夜无眠笑道:“大王说的极是。你只是断了一条手,我损失的可是经脉暂时无法运行啊!”
赖聪辩无可辩,为之气结。张大球不仅不帮自己说话,反而已将自己视为外人。没想到忙前忙后献殷勤的是自己,取辱的也是自己。
眼中怨恨的光芒闪烁不已,脑中已自动编写了无数个恶毒的剧本,用来对付夜无眠。
夜无眠丝毫不睬这眼色。脚踩在这无赖的右肩上,脚滑了两下,踢了赖聪的脖子一脚,听着闷哼声,心中有种小小的报复快感。
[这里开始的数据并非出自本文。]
PR #7, opened 2024-08-07
fix(dependencies): pin generic-array version to 0.14.7

jaehunkim:
- Resolve version conflicts in dependency chain
- Ensure compatibility with sha3, digest, and crypto-common


jaehunkim:
Given that the changes are minimal, and this has been previously agreed upon with @varunthakore, I merge this directly.

PR #9, opened 2024-08-19
refactor: Replace GenericArray with AsRef<[u8]> and Vec<u8>

jaehunkim:
- The readability has slightly decreased as the commitment type changed to Vec<u8>. A better implementation might involve some restrictions on the Commitment return type.
- Modified the verifier channel to allow for variable-sized commit hash retrieval (20 and 32). There might be a better implementation for this.


varunthakore:
looks good to me !

randomness/src/lib.rs
```diff
@@ -18,5 +15,6 @@ pub trait Prng {
     fn prng_state(&self) -> Vec<u8>;
     fn hash_name() -> &'static str;
 
+    fn digest_size() -> usize;
```
jaehunkim, line 18: Maybe there's better way to treat default digest size (32).

channel/src/fs_verifier_channel.rs
```diff
@@ -148,24 +146,26 @@ impl<F: PrimeField, P: Prng, W: Digest> VerifierChannel for FSVerifierChannel<F,
...
         self.states.increment_commitment_count();
         self.states.increment_hash_count();
-        Ok(commitment)
+        Ok(bytes)
     }
 
-    fn recv_decommit_node(&mut self) -> Result<Self::Commitment, anyhow::Error> {
-        let size = std::mem::size_of::<Self::Commitment>();
-        let bytes = self.recv_bytes(size)?;
+    fn recv_decommit_node_default(&mut self) -> Result<Vec<u8>, anyhow::Error> {
```
jaehunkim, line 161: The output type changes from `Self::Commitment` to an unmarked `Vec<u8>`. 
To improve readability, consider wrapping the vector in an enum or struct.

PR #11, opened 2024-09-03
bugfix: fix bug caused by not handling mont form of stone

jaehunkim:
According to the stone code, there was a difference in implementation when using Keccak256 as PRNG versus using Poseidon3 as PRNG, specifically in whether to view the random bytes array as a value with Montgomery form `(aR)` applied or not. This code modifications are to reflect this.

@varunthakore  It's likely that we'll need to modify the test code related to the Merkle tree.


channel/src/test.rs
```diff
@@ -122,18 +115,9 @@ impl TestFixtures for Keccak256TestTypes {
...
-                Felt252::from_be_bytes_mod_order(&hex!(
-                    "060b22b317393ca6509829cf22b8379cd9607c232836ff64ac34f89d0cc6b679"
-                )),
-                // Mont form of 0x2f06b17e08bc409b945b951de8102653dc48a143b87d09b6c95587679816d02_Z
-                Felt252::from_be_bytes_mod_order(&hex!(
-                    "06225ab6b4b37edbb3bb2d694ff09fda59ae3daeafb23c93db11ddfb7511a59b"
-                )),
+                hex("0x7f097aaa40a3109067011986ae40f1ce97a01f4f1a72d80a52821f317504992"),
+                hex("0x18bcafdd60fc70e5e8a9a18687135d0bf1a355d9882969a6b3619e56bf2d49d"),
+                hex("0x2f06b17e08bc409b945b951de8102653dc48a143b87d09b6c95587679816d02"),
```
jaehunkim, line 120: Now the values are well-aligned with `noninteractive_channel_test.cc`

PR #12, opened 2024-09-04
feat: Add helper function for LDE calculation

jaehunkim:
This is part of the effort to break down various tasks implemented for FRI implementation into smaller PR.
The LDE test referenced [here](https://github.com/starkware-libs/stone-prover/blob/main/src/starkware/algebra/lde/lde_test.cc#L103).


Cargo.toml
```diff
@@ -1,11 +1,11 @@
...
-members = ["felt", "merkle", "poseidon", "randomness", "channel"]
+members = ["felt", "merkle", "poseidon", "randomness", "channel", "fri"]
 resolver = "2"
 
 [workspace.dependencies]
 anyhow = "1.0.86"
-ark-ff = "0.4.2"
-ark-poly = "0.4.2"
+ark-ff = { git = "https://github.com/jaehunkim/algebra", branch = "v0.4.2-fix" }
+ark-poly = { git = "https://github.com/jaehunkim/algebra", branch = "v0.4.2-fix" }
```
jaehunkim: diff : https://github.com/arkworks-rs/algebra/compare/master...jaehunkim:algebra:master
When q is 2, the function `get_root_of_unity(n)` always returns None for any n greater than 1.
I have temporarily patched this issue for now.

```rust
let q_adicity = crate::utils::k_adicity(q, n);
let q_part = q.checked_pow(q_adicity)?;
let two_adicity = crate::utils::k_adicity(2, n);
let two_part = 2u64.checked_pow(two_adicity)?;

/// two_part == q_part == n, so two_part * q_part will be n squared
if n != two_part * q_part
    || (two_adicity > Self::TWO_ADICITY)
    || (q_adicity > small_subgroup_base_adicity)
{
    return None;
}
```

fri/src/stone_domain.rs
```diff
@@ -0,0 +1,109 @@
...
+            new_index += s;
+        }
+        i >>= 1;
+        s >>= 1;
+    }
+    domain.elements().nth(new_index).unwrap()
+}
+
+// change order of elements in domain
+pub fn change_order_of_elements_in_domain<F: FftField>(elements: &[F]) -> Vec<F> {
```
jaehunkim, line 17: For a multiplicative group of order 8:
Typically, the elements are ordered as g^0, g^1, g^2, g^3, ...
However, in Stone's method, they use two types of element ordering:
One is the normal ordering, and the other is where
elements are ordered as g^0, g^4, g^2, g^6, ...

Cargo.toml
rot256: This turned out to be caused by a mistake on our end:

See https://github.com/zksecurity/pumice/pull/15

Sorry about that :)

fri/src/lde.rs
```diff
@@ -0,0 +1,148 @@
...
+            ldes: vec![],
+            base,
+            reversed_order,
+        }
+    }
+
+    // Adds an evaluation on coset that was used to build the LDE.
+    // Future eval invocations will add the lde of that evaluation to the results.
+    pub fn add_eval(&mut self, evaluation: &[F]) {
+        assert!(
```
rot256: `assert_eq!` has nicer output.

fri/src/lde.rs
```diff
@@ -0,0 +1,148 @@
...
+    // The results are ordered according to the order that the LDEs were added.
+    pub fn eval(&self, offset: F) -> Vec<Vec<F>> {
+        let eval_domain = self.base.get_coset(offset).unwrap();
+        let mut evals: Vec<Vec<F>> = vec![];
+        for lde in self.ldes.iter() {
+            let evals_lde = eval_domain.fft(lde);
+            evals.push(evals_lde);
+        }
+        evals
+    }
```
rot256: Consider using the https://docs.rs/ark-poly/0.4.2/ark_poly/polynomial/univariate/struct.DensePolynomial.html abstraction.

Also this might be a good candidate for parallelizing, e.g. using https://docs.rs/rayon/latest/rayon/iter/trait.ParallelIterator.html#method.map

fri/src/stone_domain.rs
```diff
@@ -0,0 +1,109 @@
...
+        let mut new_index = 0;
+        let mut index = i;
+        for base in mapping_vec.iter() {
+            if index & 1 != 0 {
+                new_index += base;
+            }
+            index >>= 1;
+        }
+        new_elements[new_index] = *element;
+    }
```
rot256: This is just https://doc.rust-lang.org/std/primitive.u32.html#method.reverse_bits ? I guess you would also need a shift, e.g. `index.reverse_bits() >> trailing_zeroes` ?

rot256: Also:

```rust
let mut new_elements = Vec::with_capacity(size)
for i in 0..size {
   new_elements.push(elements[translate_index(i)])
}
```

Might be slightly faster.

fri/src/stone_domain.rs
```diff
@@ -0,0 +1,109 @@
...
+    let mut i = index;
+    let mut s = domain.size() / 2;
+    let mut new_index = 0;
+    while i > 0 {
+        if i & 1 != 0 {
+            new_index += s;
+        }
+        i >>= 1;
+        s >>= 1;
+    }
```
rot256: This is the same logic flipping the index?

Maybe factor this into a function, taking the bit_length and the index.

rot256 (approved):
Looks good overall. 
Turns out we don't need to fix anything in `ark-ff`.

PR #13, opened 2024-09-05
feat: implement commitment phase of fri verifier

jaehunkim:


fri/src/stone_domain.rs
```diff
@@ -0,0 +1,89 @@
...
+) -> Vec<Radix2EvaluationDomain<F>> {
+    let mut current_offset = offset;
+    let mut domains = Vec::with_capacity(domain_size_log + 1);
+    for i in (0..=domain_size_log).rev() {
+        let domain = Radix2EvaluationDomain::<F>::new(1 << i)
+            .unwrap()
+            .get_coset(current_offset)
+            .unwrap();
+        domains.push(domain);
+        current_offset = current_offset * current_offset;
```
jaehunkim: In Stone, when creating domains for each layer, the offset is squared

https://github.com/starkware-libs/stone-prover/blob/ba85f37de3f8473525b7dc03de36cdf8f1567775/src/starkware/fft_utils/fft_bases.inl#L57

fri/src/folder.rs
```diff
@@ -0,0 +1,26 @@
...
+
+#[allow(dead_code)]
+impl MultiplicativeFriFolder {
+    pub fn next_layer_element_from_two_previous_layer_elements<F: FftField>(
+        f_x: &F,
+        f_minus_x: &F,
+        eval_point: &F,
+        x: &F,
+    ) -> F {
+        let x_inv = x.inverse().unwrap();
```
rot256: Is this applied to many elements? You might want to use this:

https://docs.rs/ark-ff/latest/ark_ff/fields/fn.batch_inversion.html

fri/src/folder.rs
```diff
@@ -0,0 +1,26 @@
...
+        Self::fold(f_x, f_minus_x, eval_point, &x_inv)
+    }
+
+    fn fold<F: FftField>(f_x: &F, f_minus_x: &F, eval_point: &F, x_inv: &F) -> F {
```
rot256: I would just take the field elements: you are deref'ing anyway.

fri/src/folder.rs
```diff
@@ -0,0 +1,26 @@
...
+        *f_x + *f_minus_x + *eval_point * (*f_x - *f_minus_x) * *x_inv
```
rot256: Maybe add comment about what this does: it is interpolating a line through (x, f(x)) and (-x, f(-x)) then evaluating it at "eval_point"

rot256: You can see this by setting eval_point = -x and x respectively :)

fri/src/folder.rs
```diff
@@ -0,0 +1,26 @@
...
+    }
+}
+
+#[allow(dead_code)]
+pub fn fri_folder_from_field() -> Arc<MultiplicativeFriFolder> {
```
rot256: Why do we need this?

Creating a struct with no field costs nothing, alternatively create a global constant instance.

fri/src/parameters.rs
```diff
@@ -0,0 +1,102 @@
...
+           non-negligible.
+        2. It requires N to be of the form 2^n.
+
+      In our implementation, we reduce the degree from N to R (last_layer_degree_bound) for a
+      relatively small R using log2(N/R) fri steps. To do it we send the R coefficients of the last
+      FRI layer instead of continuing with additional FRI layers.
+
+      To reduce proof-length, it is always better to pick last_layer_degree_bound > 1.
+    */
+    pub last_layer_degree_bound: u64,
```
rot256: Nitpick: I would make this a usize to.

fri/src/parameters.rs
```diff
@@ -0,0 +1,102 @@
...
+      of 2. Also note that in the fri_step_0=1 case we send 2 additional field elements per query (one
+      for each of the two layers that we skipped). So, while we send more field elements in the
+      fri_step_0=3 case (8 rather than 4), we refrain from sending the authentication paths for the
+      two skipped layers.
+
+      For a simple FRI usage, take fri_step_list = {1, 1, ..., 1}.
+    */
+    pub fri_step_list: Vec<usize>,
+
+    /*
```
rot256: Use `///` instead: that way it shows up in documentation as well :)

fri/src/parameters.rs
```diff
@@ -0,0 +1,102 @@
...
+            ph: PhantomData,
+            fri_step_list,
+            last_layer_degree_bound,
+            n_queries,
+            fft_domains,
+            proof_of_work_bits,
+        }
+    }
+
+    pub fn from_json(json: &JsonValue, fft_domains: Vec<E>) -> Self {
```
rot256: Manually doing this is *almost* always a bad idea: for instance, you are ignoring additional fields / garbage in the JSON object. Consider creating a separate struct and `#[derive(Deserialize)]` on it.

The function should probably return a result, rather than panic.

fri/src/verifier.rs
```diff
@@ -0,0 +1,282 @@
...
+use sha3::Digest;
+
+use crate::{lde::MultiplicativeLDE, parameters::FriParameters};
+use channel::{fs_verifier_channel::FSVerifierChannel, Channel, VerifierChannel};
+use commitment_scheme::{
+    make_commitment_scheme_verifier, table_verifier::TableVerifier, CommitmentHashes,
+};
+
+#[allow(dead_code)]
+pub type FirstLayerQueriesCallback<F> = fn(&[u64]) -> Vec<F>;
```
rot256: What does this do? 

Might be cleaner to just add another trait parameter to the `FriVerifier`

fri/src/verifier.rs
```diff
@@ -0,0 +1,282 @@
...
+            table_verifiers: vec![],
+            query_indices: vec![],
+            query_results: vec![],
+            expected_last_layer: None,
+            eval_points_test,
+            last_layer_coefficients_test,
+        }
+    }
+
+    pub fn verify_fri(&mut self) -> Result<(), Box<dyn Error>> {
```
rot256: Convert the error instead: handling a `dyn Error` seems like a pain.

Using anyhow is fine :)

fri/src/verifier.rs
```diff
@@ -0,0 +1,282 @@
...
+                }
+            } else {
+                self.eval_points[i - 1] = self.channel.draw_felem();
+            }
+
+            if i < self.n_layers - 1 {
+                let coset_size = 1 << self.params.fri_step_list[i + 1];
+                let n_rows = self.params.fft_domains[basis_index].size() / coset_size;
+                let n_columns = coset_size;
+                let size_of_row = ((F::MODULUS_BIT_SIZE.div_ceil(8) * 8) as usize) * n_columns;
```
rot256: Factor this into a function:

```rust
fn byte_size<F: PrimeField>() -> usize {
   ...
}
```

fri/src/verifier.rs
```diff
@@ -0,0 +1,282 @@
...
+
+    pub fn commitment_phase(&mut self) -> Result<(), Box<dyn Error>> {
+        let mut basis_index = 0;
+        for i in 0..self.n_layers {
+            let cur_fri_step = self.params.fri_step_list[i];
+            basis_index += cur_fri_step;
+
+            if i == 0 {
+                if self.params.fri_step_list[0] != 0 {
+                    self.first_eval_point = Some(self.channel.draw_felem());
```
rot256: What's special about the first one?

fri/src/verifier.rs
```diff
@@ -0,0 +1,282 @@
...
+                let commitment_scheme = make_commitment_scheme_verifier(
+                    size_of_row,
+                    n_rows,
+                    0,
+                    self.commitment_hashes.clone(),
+                    n_columns,
+                );
+
+                let mut table_verifier = TableVerifier::new(n_columns, commitment_scheme);
+                let _ = table_verifier.read_commitment(&mut self.channel);
```
rot256, line 103: Maybe `make_commitment_scheme_verifier` should take the commitment: is there any scenario where it makes sense to create a verifier without knowing which commitment it verifies against?

fri/src/verifier.rs
```diff
@@ -0,0 +1,282 @@
...
+        );
+
+        let last_layer_basis_index = fri_step_sum;
+        let lde_domain = self.params.fft_domains[last_layer_basis_index];
+        let mut lde = MultiplicativeLDE::new(lde_domain, true);
+
+        lde.add_coeff(&last_layer_coefficients_vector);
+        let evals = lde.eval(lde_domain.element(0));
+        self.expected_last_layer = Some(evals[0].clone());
+
```
rot256: Wait, the query point of the last layer is always g^0 ?

fri/src/verifier.rs
```diff
@@ -0,0 +1,282 @@
...
+        let last_layer_size = self.params.fft_domains[fri_step_sum].size();
+
+        let mut last_layer_coefficients_vector = if let Some(last_layer_coefficients_test) =
+            self.last_layer_coefficients_test.as_ref()
+        {
+            last_layer_coefficients_test.clone()
+        } else {
+            self.channel
+                .recv_felts(self.params.last_layer_degree_bound as usize)
+                .unwrap()
```
rot256: Return an error instead: the prover cannot be trusted to provide a correctly encoded proof, we want to fail, not to crash.

fri/src/verifier.rs
```diff
@@ -0,0 +1,282 @@
...
+        self.read_last_layer_coefficients()?;
+        Ok(())
+    }
+
+    pub fn read_last_layer_coefficients(&mut self) -> Result<(), Box<dyn Error>> {
+        let fri_step_sum: usize = self.params.fri_step_list.iter().sum();
+        let last_layer_size = self.params.fft_domains[fri_step_sum].size();
+
+        let mut last_layer_coefficients_vector = if let Some(last_layer_coefficients_test) =
+            self.last_layer_coefficients_test.as_ref()
```
rot256: When does this path occur?

It seems to me that the prover would need to know the final folded polynomial before starting the FRI folding phase?

fri/src/verifier.rs
```diff
@@ -0,0 +1,282 @@
...
+        } else {
+            self.channel
+                .recv_felts(self.params.last_layer_degree_bound as usize)
+                .unwrap()
+        };
+
+        // pad last_layer_coefficients_vector with zeros to the size of last_layer_size
+        while last_layer_coefficients_vector.len() < last_layer_size {
+            last_layer_coefficients_vector.push(F::zero());
+        }
```
rot256, line 121: Should the prover not send something of size exactly "dimension of the final RS code"?

rot256 (commented):
I have a couple questions, sorry if I'm missing some context.

fri/src/folder.rs
jaehunkim: We don't need this.

fri/src/verifier.rs
jaehunkim: Will replace similar codes also.

fri/src/folder.rs
jaehunkim: will fix this on next PR

fri/src/parameters.rs
jaehunkim: Why do we need separate struct?
Seems a bit dumb question but, 
`#[derive(Deserialize)]` isn't enough?

fri/src/verifier.rs
jaehunkim: Nothing, but will change this in next PR

fri/src/verifier.rs
jaehunkim: Nope. `lde.eval()` was a batch evaluation where `lde` struct can have multiple polynomials. So `evals[0]` just means a first evaluation. not evaluation from g^0.

renamed `lde.eval()` to `lde.batch_eval()`

fri/src/verifier.rs
jaehunkim: It's confusing because TableVerifier uses 2-step initialization. Agreed.

fri/src/verifier.rs
jaehunkim: This is not included in the proof itself, it is derived from parameters. This is kinda 'known setup'

fri/src/verifier.rs
jaehunkim: Maybe implementation below would be better?
(nit: is it an anti-pattern returning Resut<Self, Error> in ctor?)

```rust

    pub fn new(
        n_columns: usize,
        commitment_scheme: Box<dyn CommitmentSchemeVerifier<F, P, W>>,
        channel: &mut FSVerifierChannel<F, P, W>,
    ) -> Result<Self, anyhow::Error> {
        let mut verifier = Self {
            n_columns,
            commitment_scheme,
        };
        verifier.commitment_scheme.read_commitment(channel)?;
        Ok(verifier)
    }
```

from 

```rust
    /// Create new TableVerifier.
    pub fn new(
        n_columns: usize,
        commitment_scheme: Box<dyn CommitmentSchemeVerifier<F, P, W>>,
    ) -> Self {
        Self {
            n_columns,
            commitment_scheme,
        }
    }

    /// Reads the initial commitment into the scheme (e.g., Merkle root).
    pub fn read_commitment(
        &mut self,
        channel: &mut FSVerifierChannel<F, P, W>,
    ) -> Result<(), anyhow::Error> {
        self.commitment_scheme.read_commitment(channel)
    }
```

rot256:
Are we ready to merge this PR?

牵起洛湘竹,示意她也踩肩上马。赖聪阴毒的目光看了过来,正要扭开肩膀,不让洛湘竹踩。夜无眠适时用脚拦住,笑道:“四当家,哪里去?张大王的话,你也敢不听?”
赖聪气得发抖,却又无可奈何,只得重新将肩膀搭在马下。
夜、洛二人都上了马。夜无眠抱着洛湘竹,驭着马,跟在众匪首的马后,似乎是无言地听从命运的驱使,望松林穿行而去。